> YOUR OBJECTIVE:
Report all lines in the records that hold the string "never".

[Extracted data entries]

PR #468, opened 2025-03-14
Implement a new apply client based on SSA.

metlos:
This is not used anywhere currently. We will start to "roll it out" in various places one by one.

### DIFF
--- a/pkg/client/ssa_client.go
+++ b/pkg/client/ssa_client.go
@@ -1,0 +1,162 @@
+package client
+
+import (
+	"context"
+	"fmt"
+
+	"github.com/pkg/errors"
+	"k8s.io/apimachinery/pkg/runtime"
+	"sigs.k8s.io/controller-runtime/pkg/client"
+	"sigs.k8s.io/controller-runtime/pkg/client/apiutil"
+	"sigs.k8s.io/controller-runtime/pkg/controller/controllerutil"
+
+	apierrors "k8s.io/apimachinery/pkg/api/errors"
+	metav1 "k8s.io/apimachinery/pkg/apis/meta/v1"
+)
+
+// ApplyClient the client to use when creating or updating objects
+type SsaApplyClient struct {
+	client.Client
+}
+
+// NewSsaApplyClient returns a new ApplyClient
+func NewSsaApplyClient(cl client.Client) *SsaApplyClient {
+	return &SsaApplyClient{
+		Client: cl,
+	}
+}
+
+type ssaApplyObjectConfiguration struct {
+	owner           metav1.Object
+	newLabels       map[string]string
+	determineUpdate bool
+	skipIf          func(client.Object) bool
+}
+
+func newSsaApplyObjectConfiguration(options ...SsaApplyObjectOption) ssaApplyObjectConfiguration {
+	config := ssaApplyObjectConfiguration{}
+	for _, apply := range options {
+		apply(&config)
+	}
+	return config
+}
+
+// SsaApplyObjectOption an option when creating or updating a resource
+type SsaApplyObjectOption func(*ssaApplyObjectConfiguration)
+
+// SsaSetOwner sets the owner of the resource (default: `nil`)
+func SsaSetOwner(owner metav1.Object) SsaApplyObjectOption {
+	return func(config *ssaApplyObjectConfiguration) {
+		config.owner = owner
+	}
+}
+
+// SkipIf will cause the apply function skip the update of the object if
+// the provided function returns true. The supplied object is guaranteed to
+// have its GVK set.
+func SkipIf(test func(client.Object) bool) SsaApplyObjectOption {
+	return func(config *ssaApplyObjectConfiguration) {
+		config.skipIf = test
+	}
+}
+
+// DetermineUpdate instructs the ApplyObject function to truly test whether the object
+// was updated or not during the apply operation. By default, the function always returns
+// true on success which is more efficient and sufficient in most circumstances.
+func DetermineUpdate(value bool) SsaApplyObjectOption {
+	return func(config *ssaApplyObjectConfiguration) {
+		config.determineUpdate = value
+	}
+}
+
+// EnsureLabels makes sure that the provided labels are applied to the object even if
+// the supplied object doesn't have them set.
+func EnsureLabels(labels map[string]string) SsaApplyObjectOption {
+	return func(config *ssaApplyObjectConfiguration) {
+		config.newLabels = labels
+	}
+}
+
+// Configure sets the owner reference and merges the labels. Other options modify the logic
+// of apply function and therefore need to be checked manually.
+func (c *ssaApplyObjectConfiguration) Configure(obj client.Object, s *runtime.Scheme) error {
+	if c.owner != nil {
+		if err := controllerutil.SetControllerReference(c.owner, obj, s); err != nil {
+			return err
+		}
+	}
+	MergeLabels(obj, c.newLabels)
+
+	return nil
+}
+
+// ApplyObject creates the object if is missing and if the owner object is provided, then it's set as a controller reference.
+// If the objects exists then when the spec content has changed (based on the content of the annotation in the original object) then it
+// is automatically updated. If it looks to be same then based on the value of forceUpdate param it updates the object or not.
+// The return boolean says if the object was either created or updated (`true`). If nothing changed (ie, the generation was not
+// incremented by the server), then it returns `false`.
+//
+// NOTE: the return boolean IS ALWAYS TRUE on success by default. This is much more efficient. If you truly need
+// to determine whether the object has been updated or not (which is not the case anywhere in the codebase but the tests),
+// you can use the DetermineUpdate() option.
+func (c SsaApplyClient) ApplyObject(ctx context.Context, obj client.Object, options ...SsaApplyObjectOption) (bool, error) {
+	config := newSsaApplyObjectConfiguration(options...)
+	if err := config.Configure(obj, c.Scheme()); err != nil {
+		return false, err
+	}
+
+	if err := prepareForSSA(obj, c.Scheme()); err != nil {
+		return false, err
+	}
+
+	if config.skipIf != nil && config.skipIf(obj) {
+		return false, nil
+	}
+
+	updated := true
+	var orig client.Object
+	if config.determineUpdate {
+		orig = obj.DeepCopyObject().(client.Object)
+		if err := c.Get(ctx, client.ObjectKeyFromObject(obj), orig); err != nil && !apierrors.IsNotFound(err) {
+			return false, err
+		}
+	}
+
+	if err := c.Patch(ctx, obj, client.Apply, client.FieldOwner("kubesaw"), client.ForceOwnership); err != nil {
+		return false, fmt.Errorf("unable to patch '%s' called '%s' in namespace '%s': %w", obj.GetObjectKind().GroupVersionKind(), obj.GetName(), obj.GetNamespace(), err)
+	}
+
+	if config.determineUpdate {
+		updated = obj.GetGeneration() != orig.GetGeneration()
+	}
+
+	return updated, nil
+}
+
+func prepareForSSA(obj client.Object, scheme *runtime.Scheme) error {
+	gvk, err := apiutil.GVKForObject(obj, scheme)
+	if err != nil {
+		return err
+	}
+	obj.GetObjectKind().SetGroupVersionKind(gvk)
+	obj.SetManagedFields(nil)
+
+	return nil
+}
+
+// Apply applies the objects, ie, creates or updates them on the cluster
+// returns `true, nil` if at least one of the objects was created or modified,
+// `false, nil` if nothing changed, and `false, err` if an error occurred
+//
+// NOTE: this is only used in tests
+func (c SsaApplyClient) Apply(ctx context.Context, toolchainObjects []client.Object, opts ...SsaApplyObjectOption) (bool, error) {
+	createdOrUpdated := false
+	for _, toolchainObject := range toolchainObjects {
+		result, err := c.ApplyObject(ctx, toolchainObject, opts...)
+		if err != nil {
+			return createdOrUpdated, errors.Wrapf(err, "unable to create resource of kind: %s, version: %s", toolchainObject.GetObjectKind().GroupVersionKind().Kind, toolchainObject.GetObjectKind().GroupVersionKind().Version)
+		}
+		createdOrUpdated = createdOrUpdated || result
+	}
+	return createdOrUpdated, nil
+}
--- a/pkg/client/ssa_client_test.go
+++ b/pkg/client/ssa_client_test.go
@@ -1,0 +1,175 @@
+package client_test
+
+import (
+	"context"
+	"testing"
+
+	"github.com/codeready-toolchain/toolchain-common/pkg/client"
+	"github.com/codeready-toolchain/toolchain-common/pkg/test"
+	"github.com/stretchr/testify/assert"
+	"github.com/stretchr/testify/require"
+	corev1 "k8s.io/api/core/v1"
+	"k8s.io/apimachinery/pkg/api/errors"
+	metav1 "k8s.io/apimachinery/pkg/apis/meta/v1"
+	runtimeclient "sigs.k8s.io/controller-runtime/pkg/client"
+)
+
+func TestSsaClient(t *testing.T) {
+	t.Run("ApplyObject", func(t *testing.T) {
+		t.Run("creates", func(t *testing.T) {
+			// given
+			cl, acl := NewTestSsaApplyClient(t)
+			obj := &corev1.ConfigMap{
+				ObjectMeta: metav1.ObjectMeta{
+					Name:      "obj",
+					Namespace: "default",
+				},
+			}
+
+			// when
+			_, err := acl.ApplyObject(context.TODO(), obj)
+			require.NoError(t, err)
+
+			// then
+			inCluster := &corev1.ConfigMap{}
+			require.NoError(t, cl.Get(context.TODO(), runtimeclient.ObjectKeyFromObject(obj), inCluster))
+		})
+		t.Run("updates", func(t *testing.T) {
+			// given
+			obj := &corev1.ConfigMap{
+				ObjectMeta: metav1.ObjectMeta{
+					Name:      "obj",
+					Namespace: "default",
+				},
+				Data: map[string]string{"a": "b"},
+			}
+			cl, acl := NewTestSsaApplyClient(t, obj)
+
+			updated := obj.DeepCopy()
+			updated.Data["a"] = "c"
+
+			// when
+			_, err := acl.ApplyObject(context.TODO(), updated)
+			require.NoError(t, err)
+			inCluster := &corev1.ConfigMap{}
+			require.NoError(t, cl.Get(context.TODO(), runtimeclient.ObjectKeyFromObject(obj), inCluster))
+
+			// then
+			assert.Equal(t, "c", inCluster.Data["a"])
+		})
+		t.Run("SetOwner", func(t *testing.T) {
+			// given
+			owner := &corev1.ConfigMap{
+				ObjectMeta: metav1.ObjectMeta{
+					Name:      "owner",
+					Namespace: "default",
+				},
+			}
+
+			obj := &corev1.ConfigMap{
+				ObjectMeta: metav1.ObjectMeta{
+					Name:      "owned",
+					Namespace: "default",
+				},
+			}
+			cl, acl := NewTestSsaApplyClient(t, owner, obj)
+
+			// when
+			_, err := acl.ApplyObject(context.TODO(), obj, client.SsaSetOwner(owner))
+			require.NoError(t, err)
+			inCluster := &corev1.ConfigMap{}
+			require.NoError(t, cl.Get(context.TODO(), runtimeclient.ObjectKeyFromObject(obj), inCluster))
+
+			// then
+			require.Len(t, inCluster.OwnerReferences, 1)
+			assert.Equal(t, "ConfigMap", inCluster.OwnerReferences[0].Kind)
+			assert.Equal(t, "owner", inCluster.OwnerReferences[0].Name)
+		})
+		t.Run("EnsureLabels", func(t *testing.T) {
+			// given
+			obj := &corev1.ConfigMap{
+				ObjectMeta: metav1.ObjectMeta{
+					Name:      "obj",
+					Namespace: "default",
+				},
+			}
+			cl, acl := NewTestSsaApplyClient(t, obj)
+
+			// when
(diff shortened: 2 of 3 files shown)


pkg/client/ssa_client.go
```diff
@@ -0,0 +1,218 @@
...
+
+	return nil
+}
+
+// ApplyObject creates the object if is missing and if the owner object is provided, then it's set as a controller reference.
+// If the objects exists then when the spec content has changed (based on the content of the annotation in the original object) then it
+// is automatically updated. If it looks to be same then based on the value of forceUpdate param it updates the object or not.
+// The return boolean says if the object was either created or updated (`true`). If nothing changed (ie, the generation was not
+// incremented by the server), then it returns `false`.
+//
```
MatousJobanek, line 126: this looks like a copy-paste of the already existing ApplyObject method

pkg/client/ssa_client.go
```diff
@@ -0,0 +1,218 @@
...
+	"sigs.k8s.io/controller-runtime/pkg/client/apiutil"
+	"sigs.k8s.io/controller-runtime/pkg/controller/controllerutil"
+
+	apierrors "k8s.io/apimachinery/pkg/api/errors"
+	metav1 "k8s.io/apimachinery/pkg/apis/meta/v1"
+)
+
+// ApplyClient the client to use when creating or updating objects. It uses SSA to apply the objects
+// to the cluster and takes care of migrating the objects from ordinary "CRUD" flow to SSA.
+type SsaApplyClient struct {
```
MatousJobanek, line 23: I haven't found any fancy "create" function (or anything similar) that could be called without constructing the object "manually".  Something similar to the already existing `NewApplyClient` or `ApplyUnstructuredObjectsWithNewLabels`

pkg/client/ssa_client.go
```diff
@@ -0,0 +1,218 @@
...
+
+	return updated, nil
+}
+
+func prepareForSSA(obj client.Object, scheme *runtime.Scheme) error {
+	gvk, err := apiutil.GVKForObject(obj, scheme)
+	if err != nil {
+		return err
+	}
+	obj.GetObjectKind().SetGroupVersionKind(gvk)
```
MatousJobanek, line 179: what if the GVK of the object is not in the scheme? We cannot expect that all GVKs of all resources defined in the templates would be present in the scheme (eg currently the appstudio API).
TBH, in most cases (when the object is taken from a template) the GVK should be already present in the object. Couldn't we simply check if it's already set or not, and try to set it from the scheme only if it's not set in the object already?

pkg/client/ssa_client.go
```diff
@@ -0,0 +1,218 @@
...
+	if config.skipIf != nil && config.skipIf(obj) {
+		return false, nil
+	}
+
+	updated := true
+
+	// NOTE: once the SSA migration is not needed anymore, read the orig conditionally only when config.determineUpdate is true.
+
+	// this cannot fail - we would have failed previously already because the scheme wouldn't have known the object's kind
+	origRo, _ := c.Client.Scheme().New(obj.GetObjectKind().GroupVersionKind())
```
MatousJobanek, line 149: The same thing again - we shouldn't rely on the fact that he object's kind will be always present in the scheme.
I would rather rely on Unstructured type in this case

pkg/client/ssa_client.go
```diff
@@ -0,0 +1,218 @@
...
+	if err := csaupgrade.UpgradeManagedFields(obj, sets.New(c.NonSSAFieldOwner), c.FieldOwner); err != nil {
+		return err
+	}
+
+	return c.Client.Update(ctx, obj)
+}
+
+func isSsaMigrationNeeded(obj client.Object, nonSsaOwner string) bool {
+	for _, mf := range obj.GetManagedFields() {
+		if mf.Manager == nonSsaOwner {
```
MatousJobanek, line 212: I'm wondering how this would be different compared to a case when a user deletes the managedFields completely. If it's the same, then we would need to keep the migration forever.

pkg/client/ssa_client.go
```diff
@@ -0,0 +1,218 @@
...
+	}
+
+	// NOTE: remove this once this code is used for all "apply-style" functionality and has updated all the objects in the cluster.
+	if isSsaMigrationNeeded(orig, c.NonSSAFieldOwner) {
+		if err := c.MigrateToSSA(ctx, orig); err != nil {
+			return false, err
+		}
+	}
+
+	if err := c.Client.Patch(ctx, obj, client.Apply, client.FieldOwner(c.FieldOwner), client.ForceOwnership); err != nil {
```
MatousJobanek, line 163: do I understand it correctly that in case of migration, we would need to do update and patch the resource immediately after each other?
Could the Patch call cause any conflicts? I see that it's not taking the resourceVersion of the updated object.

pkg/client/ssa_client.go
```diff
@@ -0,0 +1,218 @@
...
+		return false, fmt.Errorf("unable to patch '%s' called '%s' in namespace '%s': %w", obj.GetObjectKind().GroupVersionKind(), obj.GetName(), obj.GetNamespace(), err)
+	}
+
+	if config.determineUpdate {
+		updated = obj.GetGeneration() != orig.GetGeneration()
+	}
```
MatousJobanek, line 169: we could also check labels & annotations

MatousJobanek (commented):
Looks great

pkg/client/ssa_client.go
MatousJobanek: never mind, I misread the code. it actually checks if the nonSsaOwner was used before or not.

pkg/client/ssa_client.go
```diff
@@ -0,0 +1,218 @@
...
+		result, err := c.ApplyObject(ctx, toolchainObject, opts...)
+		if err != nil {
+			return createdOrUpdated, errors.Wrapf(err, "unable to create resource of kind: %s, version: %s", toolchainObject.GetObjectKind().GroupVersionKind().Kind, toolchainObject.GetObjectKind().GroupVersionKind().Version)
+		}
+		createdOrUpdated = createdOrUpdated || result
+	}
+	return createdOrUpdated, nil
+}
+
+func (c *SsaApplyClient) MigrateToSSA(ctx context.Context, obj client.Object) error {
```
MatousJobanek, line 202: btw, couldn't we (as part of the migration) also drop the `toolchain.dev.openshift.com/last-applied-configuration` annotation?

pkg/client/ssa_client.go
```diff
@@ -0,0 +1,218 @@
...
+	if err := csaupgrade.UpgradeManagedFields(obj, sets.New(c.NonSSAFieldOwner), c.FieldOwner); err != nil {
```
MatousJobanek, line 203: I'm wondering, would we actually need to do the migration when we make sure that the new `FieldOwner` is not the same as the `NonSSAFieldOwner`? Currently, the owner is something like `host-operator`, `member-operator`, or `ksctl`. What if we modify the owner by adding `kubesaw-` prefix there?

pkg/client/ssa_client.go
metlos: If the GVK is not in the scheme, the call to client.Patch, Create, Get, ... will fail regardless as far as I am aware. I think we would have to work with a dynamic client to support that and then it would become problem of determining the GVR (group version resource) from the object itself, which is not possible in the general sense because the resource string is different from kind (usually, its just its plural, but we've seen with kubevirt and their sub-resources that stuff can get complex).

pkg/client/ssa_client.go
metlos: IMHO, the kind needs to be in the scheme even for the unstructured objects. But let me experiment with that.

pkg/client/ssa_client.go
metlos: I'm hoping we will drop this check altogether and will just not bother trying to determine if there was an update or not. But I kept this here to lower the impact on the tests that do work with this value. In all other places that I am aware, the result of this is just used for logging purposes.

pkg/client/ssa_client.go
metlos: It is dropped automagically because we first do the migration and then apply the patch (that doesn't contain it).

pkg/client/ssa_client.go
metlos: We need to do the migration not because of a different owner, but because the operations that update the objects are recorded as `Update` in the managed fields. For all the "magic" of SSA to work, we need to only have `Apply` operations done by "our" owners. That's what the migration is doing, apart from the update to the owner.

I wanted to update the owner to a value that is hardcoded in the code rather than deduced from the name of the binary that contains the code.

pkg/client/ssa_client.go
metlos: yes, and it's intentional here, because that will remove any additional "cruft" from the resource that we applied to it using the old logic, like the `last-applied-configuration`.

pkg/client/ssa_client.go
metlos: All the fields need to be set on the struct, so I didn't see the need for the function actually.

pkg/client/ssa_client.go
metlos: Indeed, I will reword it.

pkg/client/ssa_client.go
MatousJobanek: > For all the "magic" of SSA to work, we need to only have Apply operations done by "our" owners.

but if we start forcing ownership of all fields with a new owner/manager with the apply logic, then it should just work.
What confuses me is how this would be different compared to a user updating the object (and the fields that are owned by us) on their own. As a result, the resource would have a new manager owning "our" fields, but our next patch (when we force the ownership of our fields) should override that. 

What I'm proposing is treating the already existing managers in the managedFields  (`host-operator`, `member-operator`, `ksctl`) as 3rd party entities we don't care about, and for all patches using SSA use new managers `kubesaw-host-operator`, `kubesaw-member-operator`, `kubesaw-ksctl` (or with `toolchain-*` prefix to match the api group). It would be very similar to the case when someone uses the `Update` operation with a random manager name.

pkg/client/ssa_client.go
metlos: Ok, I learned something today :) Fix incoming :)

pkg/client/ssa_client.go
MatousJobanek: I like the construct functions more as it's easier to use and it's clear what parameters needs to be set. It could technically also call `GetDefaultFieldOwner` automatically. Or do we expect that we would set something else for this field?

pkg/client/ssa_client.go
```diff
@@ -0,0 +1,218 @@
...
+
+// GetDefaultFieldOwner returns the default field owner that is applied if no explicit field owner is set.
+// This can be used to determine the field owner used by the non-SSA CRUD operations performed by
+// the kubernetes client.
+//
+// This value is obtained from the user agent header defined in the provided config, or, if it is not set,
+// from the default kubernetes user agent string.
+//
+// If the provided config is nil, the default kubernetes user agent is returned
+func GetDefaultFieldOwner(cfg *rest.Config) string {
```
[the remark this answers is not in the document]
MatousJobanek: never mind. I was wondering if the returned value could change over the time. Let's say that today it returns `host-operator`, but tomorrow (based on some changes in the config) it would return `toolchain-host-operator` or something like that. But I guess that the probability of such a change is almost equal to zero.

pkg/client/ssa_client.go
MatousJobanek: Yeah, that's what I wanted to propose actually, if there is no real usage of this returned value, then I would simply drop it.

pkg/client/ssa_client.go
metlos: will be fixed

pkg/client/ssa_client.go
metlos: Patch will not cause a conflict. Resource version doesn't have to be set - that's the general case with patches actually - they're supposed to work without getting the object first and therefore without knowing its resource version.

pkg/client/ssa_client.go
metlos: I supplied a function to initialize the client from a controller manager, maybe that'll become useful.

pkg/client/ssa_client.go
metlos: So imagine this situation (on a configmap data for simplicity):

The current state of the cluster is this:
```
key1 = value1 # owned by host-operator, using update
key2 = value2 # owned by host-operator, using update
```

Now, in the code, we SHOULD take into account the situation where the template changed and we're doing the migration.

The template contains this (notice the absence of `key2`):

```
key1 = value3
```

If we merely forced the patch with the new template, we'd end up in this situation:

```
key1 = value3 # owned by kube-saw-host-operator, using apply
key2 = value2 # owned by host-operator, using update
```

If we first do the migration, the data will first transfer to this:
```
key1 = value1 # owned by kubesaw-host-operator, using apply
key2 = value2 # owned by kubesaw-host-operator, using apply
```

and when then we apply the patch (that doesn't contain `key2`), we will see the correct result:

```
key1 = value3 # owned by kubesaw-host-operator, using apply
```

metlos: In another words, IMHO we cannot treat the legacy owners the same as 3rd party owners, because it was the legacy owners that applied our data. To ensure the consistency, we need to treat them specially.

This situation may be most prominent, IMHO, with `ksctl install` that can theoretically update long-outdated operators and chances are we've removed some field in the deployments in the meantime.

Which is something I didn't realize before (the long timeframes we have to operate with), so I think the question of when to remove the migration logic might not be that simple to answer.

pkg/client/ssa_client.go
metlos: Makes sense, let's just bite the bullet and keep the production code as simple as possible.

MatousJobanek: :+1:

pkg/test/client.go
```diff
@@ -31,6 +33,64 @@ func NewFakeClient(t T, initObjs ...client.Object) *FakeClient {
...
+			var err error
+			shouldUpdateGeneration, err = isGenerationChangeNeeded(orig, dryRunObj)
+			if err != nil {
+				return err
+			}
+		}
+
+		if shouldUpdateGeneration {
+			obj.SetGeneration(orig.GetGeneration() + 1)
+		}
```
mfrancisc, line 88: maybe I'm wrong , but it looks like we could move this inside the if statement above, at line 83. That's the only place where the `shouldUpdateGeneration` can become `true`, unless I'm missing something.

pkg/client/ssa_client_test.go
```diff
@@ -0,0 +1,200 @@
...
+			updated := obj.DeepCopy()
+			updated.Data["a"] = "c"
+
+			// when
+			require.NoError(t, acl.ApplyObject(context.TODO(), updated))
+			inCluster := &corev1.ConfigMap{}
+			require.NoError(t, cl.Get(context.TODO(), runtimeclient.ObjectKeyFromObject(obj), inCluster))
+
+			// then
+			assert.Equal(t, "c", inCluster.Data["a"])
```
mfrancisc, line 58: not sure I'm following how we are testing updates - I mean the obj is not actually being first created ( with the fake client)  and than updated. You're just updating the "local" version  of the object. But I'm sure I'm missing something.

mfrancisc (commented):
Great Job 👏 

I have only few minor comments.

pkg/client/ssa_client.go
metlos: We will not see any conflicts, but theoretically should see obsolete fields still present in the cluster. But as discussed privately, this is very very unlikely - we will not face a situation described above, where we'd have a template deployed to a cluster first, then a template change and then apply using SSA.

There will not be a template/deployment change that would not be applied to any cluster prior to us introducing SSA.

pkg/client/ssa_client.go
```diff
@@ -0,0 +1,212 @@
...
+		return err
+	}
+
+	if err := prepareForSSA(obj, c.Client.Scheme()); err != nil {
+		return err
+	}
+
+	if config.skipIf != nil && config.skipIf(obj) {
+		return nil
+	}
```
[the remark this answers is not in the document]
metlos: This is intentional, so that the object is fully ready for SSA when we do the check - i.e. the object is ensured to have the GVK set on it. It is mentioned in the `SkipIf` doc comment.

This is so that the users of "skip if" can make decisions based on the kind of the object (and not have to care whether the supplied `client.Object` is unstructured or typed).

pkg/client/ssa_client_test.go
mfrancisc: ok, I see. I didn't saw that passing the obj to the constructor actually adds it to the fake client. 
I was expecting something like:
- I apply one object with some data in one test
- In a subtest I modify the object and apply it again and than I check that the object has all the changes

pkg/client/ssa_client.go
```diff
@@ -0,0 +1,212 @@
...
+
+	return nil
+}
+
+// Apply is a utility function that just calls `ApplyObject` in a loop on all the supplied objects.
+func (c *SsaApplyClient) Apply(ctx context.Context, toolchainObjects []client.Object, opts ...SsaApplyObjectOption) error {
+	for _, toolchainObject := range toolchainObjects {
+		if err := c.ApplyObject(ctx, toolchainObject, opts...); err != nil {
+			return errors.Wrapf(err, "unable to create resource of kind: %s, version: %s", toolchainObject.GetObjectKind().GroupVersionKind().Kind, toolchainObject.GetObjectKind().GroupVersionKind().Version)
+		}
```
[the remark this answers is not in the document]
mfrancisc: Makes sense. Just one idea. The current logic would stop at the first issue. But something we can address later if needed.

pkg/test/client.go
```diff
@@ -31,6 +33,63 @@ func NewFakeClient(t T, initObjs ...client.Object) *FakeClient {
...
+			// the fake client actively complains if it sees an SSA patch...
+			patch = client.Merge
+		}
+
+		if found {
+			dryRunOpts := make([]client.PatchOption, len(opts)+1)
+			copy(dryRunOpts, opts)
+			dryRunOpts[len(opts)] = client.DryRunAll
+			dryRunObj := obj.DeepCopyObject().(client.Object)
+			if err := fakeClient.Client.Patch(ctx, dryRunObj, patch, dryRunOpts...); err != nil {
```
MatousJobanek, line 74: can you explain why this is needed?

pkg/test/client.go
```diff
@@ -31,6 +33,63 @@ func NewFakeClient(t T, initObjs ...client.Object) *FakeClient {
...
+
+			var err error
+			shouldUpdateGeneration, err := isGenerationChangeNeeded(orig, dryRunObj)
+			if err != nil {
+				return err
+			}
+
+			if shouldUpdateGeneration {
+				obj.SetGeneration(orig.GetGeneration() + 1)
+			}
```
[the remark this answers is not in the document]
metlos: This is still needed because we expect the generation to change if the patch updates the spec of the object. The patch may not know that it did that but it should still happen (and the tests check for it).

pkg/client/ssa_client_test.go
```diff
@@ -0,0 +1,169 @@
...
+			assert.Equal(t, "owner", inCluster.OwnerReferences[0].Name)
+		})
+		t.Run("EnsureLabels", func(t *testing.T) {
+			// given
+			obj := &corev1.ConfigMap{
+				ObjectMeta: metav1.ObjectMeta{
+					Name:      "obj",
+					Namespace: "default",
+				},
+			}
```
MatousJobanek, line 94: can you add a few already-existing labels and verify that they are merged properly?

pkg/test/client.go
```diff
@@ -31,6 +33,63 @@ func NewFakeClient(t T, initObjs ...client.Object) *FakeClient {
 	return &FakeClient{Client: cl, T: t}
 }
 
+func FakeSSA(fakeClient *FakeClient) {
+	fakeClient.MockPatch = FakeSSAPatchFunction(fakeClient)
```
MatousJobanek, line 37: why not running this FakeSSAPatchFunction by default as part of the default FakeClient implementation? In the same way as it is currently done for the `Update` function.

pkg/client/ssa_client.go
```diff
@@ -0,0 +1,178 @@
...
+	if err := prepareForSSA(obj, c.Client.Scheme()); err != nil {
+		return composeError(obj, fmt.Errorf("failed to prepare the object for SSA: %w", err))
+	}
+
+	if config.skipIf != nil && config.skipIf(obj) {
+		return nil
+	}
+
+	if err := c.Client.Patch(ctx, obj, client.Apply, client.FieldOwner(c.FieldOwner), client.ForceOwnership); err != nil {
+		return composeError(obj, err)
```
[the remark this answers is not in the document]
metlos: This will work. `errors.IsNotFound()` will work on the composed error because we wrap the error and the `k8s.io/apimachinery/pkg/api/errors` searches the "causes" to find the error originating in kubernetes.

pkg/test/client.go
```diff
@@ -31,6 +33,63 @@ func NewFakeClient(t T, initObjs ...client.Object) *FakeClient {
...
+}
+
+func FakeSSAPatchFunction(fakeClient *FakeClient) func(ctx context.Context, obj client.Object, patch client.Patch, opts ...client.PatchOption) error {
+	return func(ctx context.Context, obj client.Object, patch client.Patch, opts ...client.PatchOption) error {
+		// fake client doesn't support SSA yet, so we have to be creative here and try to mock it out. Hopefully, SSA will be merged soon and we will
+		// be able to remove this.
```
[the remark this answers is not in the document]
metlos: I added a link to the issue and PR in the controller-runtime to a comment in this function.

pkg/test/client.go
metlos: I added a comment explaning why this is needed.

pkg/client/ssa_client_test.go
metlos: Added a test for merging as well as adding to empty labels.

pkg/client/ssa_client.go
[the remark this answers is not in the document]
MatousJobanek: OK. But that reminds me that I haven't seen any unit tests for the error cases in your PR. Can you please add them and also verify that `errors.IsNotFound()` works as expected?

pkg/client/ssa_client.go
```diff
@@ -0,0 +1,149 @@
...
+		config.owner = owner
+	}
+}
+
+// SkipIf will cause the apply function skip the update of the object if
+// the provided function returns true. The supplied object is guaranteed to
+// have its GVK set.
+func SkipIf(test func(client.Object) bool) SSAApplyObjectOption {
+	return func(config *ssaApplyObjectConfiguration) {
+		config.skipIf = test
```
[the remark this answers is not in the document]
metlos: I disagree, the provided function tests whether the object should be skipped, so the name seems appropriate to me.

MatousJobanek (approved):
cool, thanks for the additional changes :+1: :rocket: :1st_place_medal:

> RESPONSE FOR THIS EXERCISE:
MatousJobanek: never mind, I misread the code. it actually checks if the nonSsaOwner was used before or not.
MatousJobanek: never mind. I was wondering if the returned value could change over the time. Let's say that today it returns `host-operator`, but tomorrow (based on some changes in the config) it would return `toolchain-host-operator` or something like that. But I guess that the probability of such a change is almost equal to zero.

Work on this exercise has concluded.